- Sri Lanka / West Indies
- Dates: 21 November – 3 December 2021
- Captains: Dimuth Karunaratne / Kraigg Brathwaite

Test series
- Result: Sri Lanka won the 2-match series 2–0
- Most runs: Dimuth Karunaratne (278) / Nkrumah Bonner (148)
- Most wickets: Ramesh Mendis (18) / Jomel Warrican (9)
- Player of the series: Ramesh Mendis (SL)

= West Indian cricket team in Sri Lanka in 2021–22 =

International cricket tour

The West Indies cricket team toured Sri Lanka in November and December 2021 to play two Test matches. Originally scheduled to be played in October and November 2022, the tour was brought forward to be played after the 2021 ICC Men's T20 World Cup. The Test matches formed part of the 2021–2023 ICC World Test Championship. Ahead of the Test matches, the West Indies were scheduled to play a four-day warm-up game in Colombo. However, the match was abandoned without a ball being bowled due to rain.

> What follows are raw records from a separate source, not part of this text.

PR #2940, opened 2020-10-20
make wait-for-deployment check the actually-running git SHAs, not just what's in deployments.json

EvanKrall:
PAASTA-17026

We've got a race condition currently with wait-for-deployment, which leads to it thinking deployments are done before they've really started.

If wait-for-deployment polls for status after the `yelpsoa-configs` cron updates deployments.json, but before the `setup_kubernetes_job` runs, and the old version is fully deployed, then:

- the app_count check on line 1247 will pass. (There's exactly one app -- the old app).
- the git_sha check on line 1260 will pass (since that only checks deployments.json)
- the deploy_status check on line 1272-1275 will pass (since the old version is still Running)
- the required_instance_count check on line 1297 will pass (since the old version is fully deployed).

This patch adds a new `active_shas` property to the status response, and checks this in wait-for-deployment.

### DIFF
--- a/paasta_tools/cli/cmds/mark_for_deployment.py
+++ b/paasta_tools/cli/cmds/mark_for_deployment.py
@@ -1309,6 +1309,33 @@ def _run_instance_worker(cluster_data, instances_out, green_light):
                 cluster_data.instances_queue.task_done()
                 instances_out.put(instance_config)
                 continue
+
+            # https://github.com/Yelp/paasta/pull/2940#discussion_r508334043
+            try:
+                active_shas = long_running_status.active_shas
+            except ApiAttributeError:
+                active_shas = None
+            # `is not None` is necessary here because I'm adding the new attribute to the API response at the same time as I'm adding this reference.
+            if active_shas is not None:
+                active_git_shas = {g for g, c in active_shas}
+
+                if cluster_data.git_sha not in active_git_shas:
+                    print(
+                        f"{cluster_data.service}.{instance} on {cluster_data.cluster} not yet running {cluster_data.git_sha}."
+                    )
+                    cluster_data.instances_queue.task_done()
+                    instances_out.put(instance_config)
+                    continue
+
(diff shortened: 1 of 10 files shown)


paasta_tools/cli/cmds/mark_for_deployment.py
```diff
@@ -1309,6 +1309,28 @@ def _run_instance_worker(cluster_data, instances_out, green_light):
                 cluster_data.instances_queue.task_done()
                 instances_out.put(instance_config)
                 continue
+
+            # `is not None` is necessary here because I'm adding the new attribute to the API response at the same time as I'm adding this reference.
+            if long_running_status.active_shas is not None:
```
keymone, line 1314: due to the way generated code works atm, you'll need to do this:

    try:
        active_shas = long_running_status.active_shas
    except paasta_tools.paastaapi.ApiAttributeException:
        active_shas = None

i'm getting this fixed, already got PR merged into openapi generator, just didn't switch to new generator image in Makefile

paasta_tools/instance/kubernetes.py
```diff
@@ -441,11 +449,10 @@ def kubernetes_status(
     active_shas = kubernetes_tools.get_active_shas_for_service(
         [app, *pod_list, *replicaset_list]
     )
-    kstatus["app_count"] = max(
-        len(active_shas["config_sha"]), len(active_shas["git_sha"])
```
mattmb, line 445: Hmm, is this not important for bounces that just change config? I guess we don't wait-for-deployment in those cases?

mattmb (approved):
I haven't read the code in detail but the problem and description sound right if we really are checking the desired sha in the status call.

keymone (approved):
lgtm

paasta_tools/cli/cmds/mark_for_deployment.py
EvanKrall: Interesting. When I test my branch, I get None. I'll add this snippet in to be cautious.

PR #2942, opened 2020-10-20
Add pod_name and pod_ip to tmp_paasta_allocation

sergsyelp:
Add pod_name and pod_ip to tmp_paasta_allocation to create a direct mapping between service / instance and pod name / ip

[Example get_running_task_allocation output](https://fluffy.yelpcorp.com/i/QjhwT9X7W7MR8zntcx9QsPDP99HSzkmK.html)

### DIFF
--- a/paasta_tools/contrib/get_running_task_allocation.py
+++ b/paasta_tools/contrib/get_running_task_allocation.py
@@ -33,6 +33,8 @@ class TaskAllocationInfo(NamedTuple):
     resources: Mapping[str, float]
     start_time: float
     docker_id: str
+    pod_name: str
+    pod_ip: str
     mesos_container_id: str  # Because Mesos task info does not have docker id
 
 
@@ -95,6 +97,8 @@ async def get_mesos_task_allocation_info() -> Iterable[TaskAllocationInfo]:
                 resources=task["resources"],
                 start_time=start_time,
                 docker_id=None,
+                pod_name=None,
+                pod_ip=None,
                 mesos_container_id=mesos_container_id,
             )
         )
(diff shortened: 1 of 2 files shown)


matthewbentley (approved):

matfra:
Looks good, do you think there is a value in updating tests for the functions you've modified?
https://github.com/Yelp/paasta/blob/df399ead28319bfd7af2f33d45078ee76b0b780b/tests/test_kubernetes_tools.py#L1536

sergsyelp:
> Looks good, do you think there is a value in updating tests for the functions you've modified?
> https://github.com/Yelp/paasta/blob/df399ead28319bfd7af2f33d45078ee76b0b780b/tests/test_kubernetes_tools.py#L1536

sure on it

paasta_tools/contrib/get_running_task_allocation.py
```diff
@@ -129,13 +133,15 @@ def get_kubernetes_resource_request(
 
 def get_kubernetes_metadata(
     pod: V1Pod,
-) -> Tuple[Optional[str], Optional[str], Optional[str]]:
+) -> Tuple[Optional[str], Optional[str], Optional[str], Optional[str], Optional[str]]:
     labels = pod.metadata.labels or {}
     node_selectors = pod.spec.node_selector or {}
+    pod_name = pod.metadata.name
```
matfra, line 139: Would it be safer to use a get here ? I recon it's highly unlikely that a pod doesn't have an name but I'm not 100% sure a pod can not have an IP

qui (approved):
Looks good. This should probably graduate out of contrib into a real script so we can add more tests, but we can do that later.

paasta_tools/contrib/get_running_task_allocation.py
sergsyelp: 'get' won't work because pod metadata / status objects do not support this method. pod.metadata.name and pod.status.pod_ip are actually methods, in an unlikely situation pod doesn't have a name / IP assigned these methods just return 'None', which is going to be passed as 'null' to Splunk.

matfra (approved):

sergsyelp:
!integrate

PR #2944, opened 2020-10-21
Add host_ip to get_running_task_allocation output

sergsyelp:
Add host_ip to get_running_task_allocation script output to simplify mapping of a running pod to a host.

Change in api/client.py is caused by an automated import reordering.


jfongatyelp (approved):

matfra (approved):

matfra:
Before releasing a new version, you should be able to drop this file on a kube master in stage and test that it works as expected

PR #2946, opened 2020-10-21
Have status API return full-length git SHAs in active_shas for marath…

EvanKrall:
…on apps, to be consistent with kubernetes. PAASTA-17026

This should fix the `{service}.{instance} on {cluster} not yet running {full git SHA}` bug we saw earlier.


EvanKrall:
(For context, I introduced a bug in https://github.com/Yelp/paasta/pull/2940 where the API returns 8-char SHA prefixes for marathon apps in `active_shas` but wait-for-deployment expects full-length SHAs. For k8s we return full-length SHAs.)

drmorr0 (approved):

PR #2947, opened 2020-10-22
fix spark-run with mrjob

lydian:
# Description
- fixed the issue that triggers `spark.master` key not exist error when use with `--mrjob` 

The original spark job called `create_spark_conf_str` twice, and unfortunately the create_spark_conf_str will drop the `spark.master`if `--mrjob` is set.  Therefore the second time we called the function will raise the error. 
The fix updates:
1.  create_spark_conf_str is called only once
2. also update create_spark_conf_str doesn't modify the passing argument spark_conf dict to ensure the stability. 

# Test: 
- make test pass
- manually run with with `paasta spark-run --mrjob` works on ads devc batch` also works!

### DIFF
--- a/paasta_tools/cli/cmds/spark_run.py
+++ b/paasta_tools/cli/cmds/spark_run.py
@@ -400,12 +400,12 @@ def get_smart_paasta_instance_name(args):
 
 def get_spark_env(
     args: argparse.Namespace,
-    spark_conf: Dict[str, str],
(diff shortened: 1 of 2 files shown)


qui (approved):

lydian:
@qui I merged the change, but given it is late, I'll let you decide when to make a release. Thanks!

PR #2950, opened 2020-10-24
[oapi] Discard unknown keys in oapi client

keymone:


EvanKrall (approved):
Thanks for this, this should make oapi a lot less painful.

PR #2951, opened 2020-10-26
Don't include from contrib, remove init, add splunk tools

keymone:


EvanKrall:
I think this will cause mypy to fail, which is why I added the __init__.py in the first place. Maybe we should throw a `# type: ignore` or something on this line? (Or just make mypy not type-check `tests/test_kubernetes_tools.py`?

```
tests/test_kubernetes_tools.py:62: error: Cannot find module named 'paasta_tools.contrib.get_running_task_allocation'
tests/test_kubernetes_tools.py:62: note: See https://mypy.readthedocs.io/en/latest/running_mypy.html#missing-imports
```

EvanKrall:
e.g. 
```
krall@dev54-uswest1adevc:~/pg/paasta (u/maksym/fix-package) $ git diff
diff --git a/tox.ini b/tox.ini
index 0b57d8e54..7514a0bfb 100644
--- a/tox.ini
+++ b/tox.ini
@@ -162,7 +162,7 @@ mypy_paths =
     tests/deployd/test_common.py
     tests/deployd/test_watchers.py
     tests/frameworks
-    tests/test_kubernetes_tools.py
+    ; tests/test_kubernetes_tools.py
     tests/test_long_running_service_tools.py
     tests/test_marathon_tools.py
     tests/test_setup_kubernetes_job.py
```

keymone:
@krall ugh.. i didn't notice   that.. i made this PR because creating __init.py__  under contrib made all the itest_<dist> fail, the error didn't have any details so i  decided to have splunk_tools.py instead. if you know why paasta-tools would fail to build a package with contrib - i'm fine with fixing that directly as well :)

keymone:
@EvanKrall  ugh.. i didn't notice that.. i made this PR because creating `__init.py__` under contrib made all the `itest_<distro>` fail, the error didn't have any details so i decided to have `splunk_tools.py` instead. if you know why paasta-tools would fail to build a package with contrib - i'm fine with fixing that directly as well :)

EvanKrall:
I wonder if it's because we're including `__init__.py` in the list of `scripts` in setup.py? This seems to make `make itest_xenial` happy:
```
diff --git a/setup.py b/setup.py
index 15f272f18..298441ead 100644
--- a/setup.py
+++ b/setup.py
@@ -87,7 +87,7 @@ setup(
         "paasta_tools/synapse_srv_namespaces_fact.py",
     ]
     + glob.glob("paasta_tools/contrib/*.sh")
-    + glob.glob("paasta_tools/contrib/*.py"),
+    + [s for s in glob.glob("paasta_tools/contrib/*.py") if s != "paasta_tools/contrib/__init__.py"],
     entry_points={
         "console_scripts": [
             "paasta=paasta_tools.cli.cli:main",
```

EvanKrall:
feels like there should be a cleaner way to exclude `__init__.py` than a list comprehension though

keymone:
`glob.glob("paasta_tools/contrib/[!_]*.py")` should do the trick

PR #2954, opened 2020-10-26
Check if config_sha / git_sha are None before trying to call .startswith

EvanKrall:
PAASTA-17026


EvanKrall:
closed in favor of https://github.com/Yelp/paasta/pull/2955

PR #2955, opened 2020-10-26
Return null config_sha when k8s objects don't have config_sha annotation

EvanKrall:
PAASTA-17080


ronin13 (approved):
Thanks for the fix! :)

PR #2965, opened 2020-10-30
Only exit non-zero if there is a critical failure for replication scr…

qui:
…ipts

The alert for this script is the cron staleness check, which will alert if the exit code of the command is anything other than 0.

I thought about adding `test $? -lt 2` to the end of the command so that would only alert if the exit code of the script were 2, but if the script encounters any Python exceptions, it will exit 1, and I think we should probably still alert in that case.

### DIFF
--- a/paasta_tools/check_services_replication_tools.py
+++ b/paasta_tools/check_services_replication_tools.py
@@ -75,14 +75,6 @@ def parse_args() -> argparse.Namespace:
         help="define a different soa config directory",
     )
     parser.add_argument(
-        "--warn",
-        dest="under_replicated_warn_pct",
-        type=float,
-        default=5,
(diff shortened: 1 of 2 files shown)


kawaiwanyelp (approved):
I think this is fine, but the staleness check configured on puppet warns and crits on the same percentage, so I'm not sure this will necessarily help? Or maybe the intention is here to clean up some tech debt? Also, if before this change, you need remove it from all usages of this script in puppet.

qui:
Yeah, I'll remove usages of `--warn` from puppet. In a previous change (https://github.com/Yelp/paasta/pull/2958), I added a threshold so that it only warns if there are not enough failing instances, but that didn't reduce pages because of the problem in this PR.

PR #2966, opened 2020-11-03
 Use .get with defaults instead of [] to avoid ApiAttributeError on missing timeStamp or message. PAASTA-17100

EvanKrall:


paasta_tools/kubernetes_tools.py
```diff
@@ -1912,7 +1913,11 @@ def format_pod_event_messages(
     rows: List[str] = list()
     rows.append(PaastaColors.blue(f"Pod Events for {pod_name}"))
     for message in pod_event_messages:
-        rows.append(f"   Event at {message['timeStamp']}: {message['message']}")
```
keymone, line 1915: no need to catch exception here, you should be able to use .get:

    rows.append(f"   Event at {message.get('timeStamp', 'unknown time')}: {message['message']}")

keymone (approved):
minor nit

paasta_tools/kubernetes_tools.py
EvanKrall: thanks, didn't know about that.

drmorr0 (approved):

PR #2967, opened 2020-11-04
Fix paasta status mesh data for kubernetes instances

keymone:
Use correct service name for mesh data in paasta status for kubernetes instances


Rob-Johnson (approved):
can we add a test (or an assertion to an existing test) to make sure we don't introduce this regression again?

PR #2971, opened 2020-11-11
Revert Yelp/paasta#2970

kawaiwanyelp:
### Description
Yelp/paasta#2970 seems to be causing issues with setup_kubernetes_job by making it fail for a bit whenever a new HPA for a service needs to be created, though it does eventually succeed those services (then it fails for another service :P). This in turn blocks service deployments. So, this PR just reverts the change. We'll revisit it again later.


EvanKrall:
title should be "Revert Yelp/paasta#2768" I think

EvanKrall (approved):

PR #2975, opened 2020-11-16
U/talal/fix spark paasta instance name

talalryz:
FIxing a regression caused by https://github.com/Yelp/paasta/pull/2930


lydian (approved):
Do you want to make the tron_tools change on the same PR?

paasta_tools/tron_tools.py
```diff
@@ -191,6 +191,13 @@ def pick_spark_ui_port(service, instance):
     return preferred_port
 
 
+def get_smart_paasta_instance_name():
+    if os.environ.get("TRON_JOB_NAMESPACE"):
+        tron_job = os.environ.get("TRON_JOB_NAME")
+        tron_action = os.environ.get("TRON_ACTION")
+        return f"{tron_job}.{tron_action}"
+
```
talalryz, line 199: From the tron guide https://github.com/Yelp/Tron/blob/master/docs/command_context.rst, 
these  ENV variables should be available here as well.

Since this pathway is tron only, I'm not checking for other args here

talalryz:
> Do you want to make the tron_tools change on the same PR?

Yes, i've updated for that change

paasta_tools/tron_tools.py
```diff
@@ -235,6 +242,7 @@ def get_spark_config_dict(self):
         aws_creds = get_aws_credentials(
             aws_credentials_yaml=self.config_dict.get("aws_credentials_yaml")
         )
+        paasta_instance = get_smart_paasta_instance_name() or self.get_instance()
```
kawaiwanyelp, line 245: This is unnecessary (meaning you also don't have to define a `get_smart_paasta_instance_name` in tron_tools. Whenever `TronActionConfig` is initialized, we already compose the job and action [here](https://github.com/Yelp/paasta/blob/983ada69507cd1727826ec4f1674e482d21aad89/paasta_tools/tron_tools.py#L571).

kawaiwanyelp (changes requested):
The only change necessary is to patch `spark_run` I think.

paasta_tools/tron_tools.py
talalryz: I've dropped the changes to tron_tools

kawaiwanyelp (approved):

PR #2977, opened 2020-11-17
Cache things in redis

mks-m:
`redcache.d` is a decorator that fetches function result from redis cache if one is configured, otherwise (or upon error or timeout) will call the cached function directly.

In the first Test, the West Indies were set a target of 348 runs to win the match, but were reduced to 52 for 6 at the end of day four. Despite batting past the lunch break on the fifth day of the Test, the West Indies were bowled out for 160 runs, with Sri Lanka winning the match by 187 runs. Shortly after the fall of the last wicket, heavy rain fell at the ground. In the second Test, the West Indies were 65/2 at lunch on the final day, needing 232 more runs to win. However, they lost their last eight wickets for 40 runs, to be bowled out for 130. Sri Lanka won the match by 164 runs, winning the series 2–0.

==Squads==

Tests
| Sri Lanka | West Indies |
| Dimuth Karunaratne (c); Charith Asalanka; Minod Bhanuka (wk); Dushmantha Chameera; Dinesh Chandimal (wk); Dhananjaya de Silva; Lasith Embuldeniya; Asitha Fernando; Oshada Fernando; Vishwa Fernando; Chamika Gunasekara; Praveen Jayawickrama; Chamika Karunaratne; Lahiru Kumara; Suranga Lakmal; Suminda Lakshan; Angelo Mathews; Ramesh Mendis; Kamil Mishara; Pathum Nissanka; Lakshan Sandakan; Roshen Silva; | Kraigg Brathwaite (c); Jermaine Blackwood (vc); Nkrumah Bonner; Roston Chase; Rahkeem Cornwall; Joshua Da Silva (wk); Shannon Gabriel; Jason Holder; Shai Hope; Kyle Mayers; Veerasammy Permaul; Kemar Roach; Jayden Seales; Jeremy Solozano; Jomel Warrican; |

Ahead of the second Test, Dushmantha Chameera, Asitha Fernando, Suminda Lakshan, Kamil Mishara and Roshen Silva were all released from the squad by the Sri Lankan selectors.